Por un lado, en relación con los principios básicos que rigen en la contratación pública, esta Sala ha declarado que, en el ámbito del ordenamiento público, y concretamente en el ámbito del que ahora se trata, resultan de especial significación y trascendencia principios como los de interés general, igualdad de trato y transparencia, todos ellos consustanciales a la propia contratación en el sector público de manera autónoma e independiente a la del ordenamiento privado, como consecuencia, precisamente, de la prevalencia del propio interés general ( sentencia de 13 de octubre de 2011, casación 537/2008).
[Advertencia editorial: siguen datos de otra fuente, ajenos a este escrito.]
PR #6378, opened 2025-06-11
Navigation → Azimuth : Printing a positive value when bearing > 180°

AntoElCrackito:
Added line 295 to force values returned negative in the range 180.1° to 360° to appear positive (modulo of the result forcing it to be in the range 0° to 360°).

Example : If the value returned is -45°, it's 315° which is returned. 

For users, this more intuitive and similar to a compass use.


nirvn:
@AntoElCrackito , nice papercut fix, thanks!

nirvn:
I'd like to get this in the next point release, so I went ahead and fixed the proposed fix here: https://github.com/opengisch/QField/pull/6399. Thanks for your contribution!

PR #6436, opened 2025-07-03
Improve carrousel looks on mobile devices

nirvn:
Before (left) vs. PR right:

image

image

image

On desktop screens, the look remain identical.


anjakyra:
Thank you @nirvn! it looks nice

PR #6502, opened 2025-07-29
improve correctness of GNSS datetime handling

edgecase14:
This prevents initial positioning window not being greyed out even when there has never been a GNSS fix.

This also avoids pretending the system time is the GNSS time in EXIF metadata.  That could potentially break someone's batch image processing, so maybe add to release notes.

### DIFF
--- a/src/core/positioning/internalgnssreceiver.cpp
+++ b/src/core/positioning/internalgnssreceiver.cpp
@@ -177,7 +177,9 @@ void InternalGnssReceiver::handleSatellitesInUseUpdated( const QList<QGeoSatelli
                                                               mSatellitesInfo, 0, 0, 0,
                                                               mLastGnssPositionInformation.hacc(),
                                                               mLastGnssPositionInformation.vacc(),
-                                                              mLastGnssPositionInformation.utcDateTime(),
+                                                              mLastGnssPositionInformation.utcDateTime().isValid() ? 
+                                                                mLastGnssPositionInformation.utcDateTime() : 
+                                                                QDateTime::currentDateTimeUtc(),
                                                               QChar(), 0, -1, static_cast<int>( mSatellitesID.size() ), QChar( 'A' ), mSatellitesID, mSatelliteInformationValid,
                                                               mLastGnssPositionInformation.verticalSpeed(),
                                                               mLastGnssPositionInformation.magneticVariation(),
--- a/src/core/utils/fileutils.cpp
+++ b/src/core/utils/fileutils.cpp
@@ -373,8 +373,11 @@ void FileUtils::addImageMetadata( const QString &imagePath, const GnssPositionIn
     metadata["Exif.GPSInfo.GPSSpeedRef"] = "K";
   }
 
-  metadata["Exif.GPSInfo.GPSDateStamp"] = positionInformation.utcDateTime().date();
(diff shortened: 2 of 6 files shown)


edgecase14:
Additional comments in issue #6571

gdt:
I'm an outsider, but were I reviewing for merge i'd want to see the multiple commits rebased into tthe series of commits you would have done had you done it perfectly the first time.    Not a criticism of getting to working incrementlaly, <metoo>, but On projects I maintain I prefer to merge clean commits, vs squashing things that don't necessarily go together.  I don't know how qfield feels.

src/core/utils/fileutils.cpp
```diff
@@ -373,8 +373,12 @@ void FileUtils::addImageMetadata( const QString &imagePath, const GnssPositionIn
     metadata["Exif.GPSInfo.GPSSpeedRef"] = "K";
   }
 
-  metadata["Exif.GPSInfo.GPSDateStamp"] = positionInformation.utcDateTime().date();
-  metadata["Exif.GPSInfo.GPSTimeStamp"] = positionInformation.utcDateTime().time();
+  // slight change in behaviour, but more correct
```
gdt, line 376: I prefer to see changes in commit messages, and comments in the code describe how it is.   I find "slight change in behavior" unhelpful, and it will not age well.   Change from when?  Why?  What actual change?

src/core/utils/fileutils.cpp
```diff
@@ -373,8 +373,12 @@ void FileUtils::addImageMetadata( const QString &imagePath, const GnssPositionIn
...
+  if ( positionInformation.utcDateTime().isValid() )
+  {
+    metadata["Exif.GPSInfo.GPSDateStamp"] = positionInformation.utcDateTime().date();
+    metadata["Exif.GPSInfo.GPSTimeStamp"] = positionInformation.utcDateTime().time();
+  }
```
gdt, line 381: I see what you're doing, but elsewhere you are using system time instead of gnss time if gnss time is not valid.   Why is this different?  I'm not saying you don't have a reason  but that reason is what should be in the comment.

Are you finding that there is a valid position but not valid time in gnss data?

src/core/positioning/internalgnssreceiver.cpp
```diff
@@ -177,7 +177,7 @@ void InternalGnssReceiver::handleSatellitesInUseUpdated( const QList<QGeoSatelli
                                                               mSatellitesInfo, 0, 0, 0,
                                                               mLastGnssPositionInformation.hacc(),
                                                               mLastGnssPositionInformation.vacc(),
-                                                              mLastGnssPositionInformation.utcDateTime(),
+                                                              mLastGnssPositionInformation.utcDateTime().isValid() ? mLastGnssPositionInformation.utcDateTime() : QDateTime::currentDateTimeUtc(),
```
gdt, line 180: This code is repeated a bunch of times.  That makes me wonder:
  - should it be a procedure?
  - why check if datetime is not valid, but use hacc/vacc unconditionally?   Is there really a situation with vllid accuracy but not valid time?

It seems clear something tricky is going on, but I don't understand it from the comments you didn't add, and I don't understand it from the commit message.     Maybe GNSS data should not be used at all if the associated datetime is not valid, and that's the real bug.

nirvn:
This has felt into merge conflict state. I'll close this to clean up the PR queue, feel most invited to re-open when you have additional time to address comments @edgecase14 .

PR #6573, opened 2025-08-15
add headings to Positioning Settings

edgecase14:
I added headings and tried to re-group the existing items similar to the General settings tab.

The purpose is to make it easier to find things, and also to prepare for a group of settings for my upcoming NTRIP client, and other planned features like the setting of CRS for the GNSS receiver.


edgecase14:
oh and if there is a better place to discuss UI changes, please let me know.

the "Enforce Accuracy Requirement" option still gets hidden based on "Show Position Information", which is a bit wierd.

image

nirvn:
@edgecase14 , nice improvement. Let's keep the [x] enforce accuracy requirement as a sub option to accuracy indicator. It's not ideal but it's much better than having it disconnected in a different section where its visibility is harder to understand.

We'd also need a header for the positioning device here, otherwise it just looks odd. The left/right margins of that section also needs adjusting to match the rest of the elements on that page.

nirvn:
Since we've had quite a few UI tweaks prior to the next QField update, I'll close this for now.

PR #6575, opened 2025-08-15
add GNSS menu button and Pos. Info panel to Welcome Screen

edgecase14:
This was inspired by having GNSS receivers that required a lot of fiddling around, combined with providing phone support to field workers.  The premise is to make application launch match our physical workflow:

1) office GIS staff prepare your backpack, test GNSS receiver with a quick power up, launch QFIELD, and immediately see system status.
2) field staff put on bug spray, test GNSS receiver and Android tablet by launching QFIELD and see system status immediately, walk 1km (with limited cell phone coverage in many cases), start collecting data.  
3) office staff doing equipment maintenance don't need to wait for QfieldCloud menus to load

I feel most people with external GPS receiver would have a similar experience, and appreciate having GPS info quick at hand.

image


nirvn:
@edgecase14 , hey there -- let's close this PR in favor of quickstarting a discussion in an enhancement request / issue instead? As it stands, I think the idea doesn't integrate super well with the welcome screen, which we're keen to keep lean :) 

I'm happy to brainstorm with you on what scenarios would require early positioning details, and how we could integrate that. One alternative for e.g. would be to add some details in the settings' positioning tab to help configuring GNSS devices.

edgecase14:
Where should the discussion happen?  The Positioning Info part is an option, only the GNSS button is an imposition.  I see a struggle between pretty UI and functional for busy people, I'd be happy to compromise by perhaps hiding that too behind a UI configuration option?  But the number of options starts heading to infinity.  Really all the conflicting requests could use a QML UI design tool, each user builds their own...

edgecase14:
Oh and one of our staff I showed the screenshot to was excited... perhaps because they're the one who sets up QFieldCloud projects for the rest of the company, packs up the equipment, day after day.

PR #6588, opened 2025-08-20
QField / i18n - ptBR translations

eduardokanegae:
+140 strings translated to pt_BR - those tagged with *unfinished*


nirvn:
@eduardokanegae , this is a fantastic amount of work, thanks for this! 

We do not use github to manage translation but rather transifex. You can see QField's page here: https://explore.transifex.com/opengisch/qfield-for-qgis/ -- this is where you can join in and add your super nice effort towards getting 100% translation status :)

eduardokanegae:
sorry. Just uploaded it at transifex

Se añade que el principio de igualdad y no discriminación es una pieza fundamental del procedimiento de contratación que conduce a que los interesados puedan acceder al mismo y han conocido con claridad su tramitación, las respectivas propuestas y los criterios de valoración ( sentencia de 9 de diciembre de 2011, recurso ordinario 202/2008).
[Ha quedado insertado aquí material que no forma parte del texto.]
PR #6681, opened 2025-09-30
Gut project *out* of the delta file wrapper code to allow for some good stuff to come

nirvn:
First step to allow for each QFieldCloudProject to have a delta file wrapper member and unlock push changes / synchronization of cloud projects _other than_ the one currently opened.

### DIFF
--- a/src/core/qfieldcloud/deltafilewrapper.cpp
+++ b/src/core/qfieldcloud/deltafilewrapper.cpp
@@ -423,7 +423,6 @@ QMap<QString, QString> DeltaFileWrapper::attachmentFileNames() const
   for ( const QJsonValue &deltaJson : std::as_const( mDeltas ) )
   {
     QVariantMap delta = deltaJson.toObject().toVariantMap();
-    qDebug() << delta;
     const QString localLayerId = delta.value( QStringLiteral( "localLayerId" ) ).toString();
     const QString method = delta.value( QStringLiteral( "method" ) ).toString();
     const QString localPk = delta.value( QStringLiteral( "localPk" ) ).toString();
--- a/src/core/qfieldcloud/deltafilewrapper.cpp
+++ b/src/core/qfieldcloud/deltafilewrapper.cpp
@@ -41,8 +41,7 @@ Q_GLOBAL_STATIC( CacheAttachmentFieldNamesMap, sCacheAttachmentFieldNames );
 Q_GLOBAL_STATIC( QSet<QString>, sFileLocks );
 
 
-DeltaFileWrapper::DeltaFileWrapper( const QgsProject *project, const QString &fileName )
-  : mProject( project )
+DeltaFileWrapper::DeltaFileWrapper( const QString &projectId, const QString &fileName )
 {
   QFileInfo fileInfo = QFileInfo( fileName );
 
@@ -61,7 +60,7 @@ DeltaFileWrapper::DeltaFileWrapper( const QgsProject *project, const QString &fi
 #endif
 
   if ( mErrorType == DeltaFileWrapper::ErrorType::NoError )
-    mCloudProjectId = QFieldCloudUtils::getProjectId( mProject->fileName() );
+    mCloudProjectId = projectId;
 
   if ( mErrorType == DeltaFileWrapper::ErrorType::NoError && mCloudProjectId.isNull() )
     setError( DeltaFileWrapper::ErrorType::NotCloudProjectError );
@@ -424,10 +423,10 @@ QMap<QString, QString> DeltaFileWrapper::attachmentFileNames() const
   for ( const QJsonValue &deltaJson : std::as_const( mDeltas ) )
   {
     QVariantMap delta = deltaJson.toObject().toVariantMap();
+    qDebug() << delta;
     const QString localLayerId = delta.value( QStringLiteral( "localLayerId" ) ).toString();
     const QString method = delta.value( QStringLiteral( "method" ) ).toString();
     const QString localPk = delta.value( QStringLiteral( "localPk" ) ).toString();
-    const QStringList attachmentFieldNamesList = attachmentFieldNames( mProject, localLayerId );
 
     if ( method == QStringLiteral( "delete" ) || method == QStringLiteral( "patch" ) )
     {
@@ -453,12 +452,12 @@ QMap<QString, QString> DeltaFileWrapper::attachmentFileNames() const
 
         for ( const QString &fieldName : attributeNames )
         {
-          if ( !attachmentFieldNamesList.contains( fieldName ) )
-            continue;
-
           const QString fileName = attributes.value( fieldName ).toString();
-
-          Q_ASSERT( filesChecksum.contains( fileName ) );
+          if ( !filesChecksum.contains( fileName ) )
+          {
+            // Not a file attachment, skip ahead
+            continue;
+          }
 
           const QString key = QStringLiteral( "%1//%2//%3" ).arg( localLayerId, localPk, fieldName );
           const QString fileChecksum = filesChecksum.value( fileName ).toString();
@@ -487,7 +486,7 @@ QMap<QString, QString> DeltaFileWrapper::attachmentFileNames() const
   return fileNameChecksum;
 }
 
-void DeltaFileWrapper::addPatch( const QString &localLayerId, const QString &sourceLayerId, const QString &localPkAttrName, const QString &sourcePkAttrName, const QgsFeature &oldFeature, const QgsFeature &newFeature, bool storeSnapshot )
+void DeltaFileWrapper::addPatch( const QgsProject *project, const QString &localLayerId, const QString &sourceLayerId, const QString &localPkAttrName, const QString &sourcePkAttrName, const QgsFeature &oldFeature, const QgsFeature &newFeature, bool storeSnapshot )
 {
   QVariant localPk = oldFeature.attribute( localPkAttrName );
   QVariant sourcePk = oldFeature.attribute( sourcePkAttrName );
@@ -495,8 +494,8 @@ void DeltaFileWrapper::addPatch( const QString &localLayerId, const QString &sou
     {
       { "localPk", QgsVariantUtils::isNull( localPk ) ? QString() : localPk.toString() },
       { "localLayerId", localLayerId },
-      { "localLayerCrs", crsByLayerId( mProject, localLayerId ) },
-      { "localLayerName", nameByLayerId( mProject, localLayerId ) },
+      { "localLayerCrs", crsByLayerId( project, localLayerId ) },
+      { "localLayerName", nameByLayerId( project, localLayerId ) },
       { "method", "patch" },
       { "sourcePk", QgsVariantUtils::isNull( sourcePk ) ? QString() : sourcePk.toString() },
       { "sourceLayerId", sourceLayerId },
@@ -624,7 +623,7 @@ void DeltaFileWrapper::addPatch( const QString &localLayerId, const QString &sou
 
     QJsonObject oldFileChecksums;
     QJsonObject newFileChecksums;
-    std::tie( newFileChecksums, oldFileChecksums ) = addAttachments( localLayerId, tmpNewAttrs, tmpOldAttrs );
+    std::tie( newFileChecksums, oldFileChecksums ) = addAttachments( project, localLayerId, tmpNewAttrs, tmpOldAttrs );
     if ( !oldFileChecksums.isEmpty() )
     {
       oldData.insert( QStringLiteral( "files_sha256" ), oldFileChecksums );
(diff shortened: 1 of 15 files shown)


qfield-fairy:
🎉 Ta-daaa, freshly created APKs are available for e6facafd65b170f8e2d0c8e9c9185725a7b96b00: [**arm64-android**](https://qfieldapks.sos-ch-dk-2.exoscale-cdn.com/ci-builds/qfield-dev-6681-03cb778680575204ecd19b543e90f69343640257-android-arm64.apk)
<details>

- [arm-neon-android](https://qfieldapks.sos-ch-dk-2.exoscale-cdn.com/ci-builds/qfield-dev-6681-03cb778680575204ecd19b543e90f69343640257-android-arm-neon.apk)
- [x64-android](https://qfieldapks.sos-ch-dk-2.exoscale-cdn.com/ci-builds/qfield-dev-6681-03cb778680575204ecd19b543e90f69343640257-android-x64.apk)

Por otro lado, hemos mantenido que el pliego de condiciones en la contratación administrativa constituye la lex contractus, con fuerza vinculante para las partes, ya que las cláusulas del mismo fijan las condiciones del acuerdo de voluntades (por todas, sentencias de 21 de enero de 1994, apelación 1912/1989, o de 5 de octubre de 1999, casación 7893/1994, y las que en ellas se citan).
Partiendo de ello, en relación con los criterios de adjudicación, hemos rechazado que una vez presentadas las ofertas, y a la vista de las mejoras presentadas, se incorporen subcriterios que no estaban previstos en el Pliego de Cláusulas Administrativas Particulares, alterando el peso de los inicialmente contemplados, quebrándose la igualdad de condiciones en la que han de concurrir los licitadores a partir de los criterios objetivos y públicos contenidos en el Pliego ( sentencia de 11 de octubre de 2012, casación 3253/2009). También hemos precisado que diferentes de los criterios de adjudicación son las reglas para su valoración, pues, conforme a la Ley de Contratos, cabe que los criterios se evalúen de forma automática, mediante fórmulas, cifras o porcentajes, lo que garantiza mayor transparencia y objetividad de la adjudicación, y criterios cuya evaluación depende de un juicio de valor, que lleva aparejado cierto grado de subjetividad ( sentencia de 3 de abril de 2025, casación 3910/2022); y advertido que ponderar los criterios es algo más que atribuir una puntación, pues supone una valoración que permite llegar a la conclusión en la que se plasma el resultado de esa operación (sentencia de 20 de marzo de 2012, casación 1293/2009).”